Vault initialization adds a few minutes — the vault-handler and vault-config jobs must complete before Dex and Konstruct become fully ready.

Step 4: Verify DNS and TLS

Cloudflare DNS records are created automatically by external-dns — no manual delegation is needed since your zone already lives on Cloudflare.

# 1. Gateway has an external address (Civo load balancer)
kubectl get gateway -n default
kubectl get svc -n envoy-gateway-system

# 2. external-dns has written the records
kubectl logs -n external-dns deploy/external-dns | tail -20
dig konstruct.your-domain.com +short

# 3. Certificates are issued (HTTP-01 via the Gateway)
kubectl get certificates -A
kubectl get challenges -A

Certificates stay Pending until DNS resolves to the load balancer; this usually completes within a few minutes on Cloudflare.

Step 5: Login and Onboard

Check readiness:

kubectl get pods -n konstruct-system
kubectl get certificates -A

Once certificates show Ready = True:

  1. Open https://konstruct.<your-domain>
  2. Login with username kbot and the plaintext password you hashed in Step 3

Konstruct login page

Connect GitLab

After login, Konstruct redirects you to the onboarding page: "Connect your Git provider".

Connect your Git provider — choose GitLab

  1. Click Connect with GitLab — a popup opens for OAuth against your self-hosted instance. Make sure you are signed in to GitLab as a user with Owner access to your group.

    GitLab authorization popup on the self-hosted instance

    note

    If you authorize as a GitLab administrator, GitLab warns that the application can interact with GitLab as an administrator. For production installs, prefer a dedicated non-admin user that owns only your platform group.

  2. Click Authorize — the popup closes and Konstruct shows your GitLab groups

  3. Select the group where Konstruct should create and manage repositories (only groups where you have Owner access appear)

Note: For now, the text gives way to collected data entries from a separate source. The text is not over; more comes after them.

PR #1558, opened 2025-02-17
Fix presence of package initializers

fabcor-maxiv:
Add missing package initializers `__init__.py`.
This fixes the violations of the `INP001` ruff rule.

### DIFF
--- a/ruff.toml
+++ b/ruff.toml
@@ -20,7 +20,7 @@ select = [
 "docs/conf.py" = [
     "A001",
     "DTZ002",
-    "INP001",
+    "INP001",  # `implicit-namespace-package`: `conf.py` is not meant to be imported
     "PLR2044",
 ]
 "mxcubeweb/__init__.py" = [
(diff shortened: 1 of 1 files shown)


marcus-oscarsson:
Good thing :). thanks

fabcor-maxiv:
Yes, among other things, if I recall correctly, I think that Sphinx docs builder was either complaining about those missing `__init__.py` or something like that.

fabcor-maxiv:
In principle we should also add `__init__.py` in `/test/`:

> It is highly recommended to arrange your test modules as packages by adding `__init__.py` files to your directories containing tests. This will make the tests part of a proper Python package, allowing pytest to resolve their full name (for example `tests.core.test_core` for `test_core.py` inside the `tests.core` package).

-- <https://docs.pytest.org/en/stable/explanation/pythonpath.html>

Until yesterday I was convinced it was the other way around, that the recommendation was to not have package initializers in tests, and I was about to remove them in MXCuBE. But now I know...

I did not add `/test/__init__.py` though, because then it breaks the tests. Indeed, it would require changing the imports in the code of the tests, so I considered that it should be done in a separate pull request if we really want to do this change.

    Select the GitLab group for GitOps repositories

Welcome page

After connecting, Konstruct redirects you to the home page with a setup checklist:

Konstruct welcome page with setup checklist

What happens behind the scenes

When you connect GitLab, Konstruct automatically:

  1. Stores the GitLab OAuth connection
  2. Creates a bootstrap Project custom resource
  3. The team-management-operator hydrates a GitOps repository (<group>/<gitops_repo_name>) with platform templates
  4. Argo CD is installed and takes over management of all platform components — including the Konstruct chart itself, pinned to the chart_version from your install

Verify

# All pods running
kubectl get pods -n konstruct-system

# After onboarding completes, ArgoCD manages everything
kubectl get pods -n argocd
kubectl get applications -n argocd

# Check the gitops repo was created in your GitLab group

Troubleshooting

Dex CrashLoopBackOff: "malformed bcrypt hash"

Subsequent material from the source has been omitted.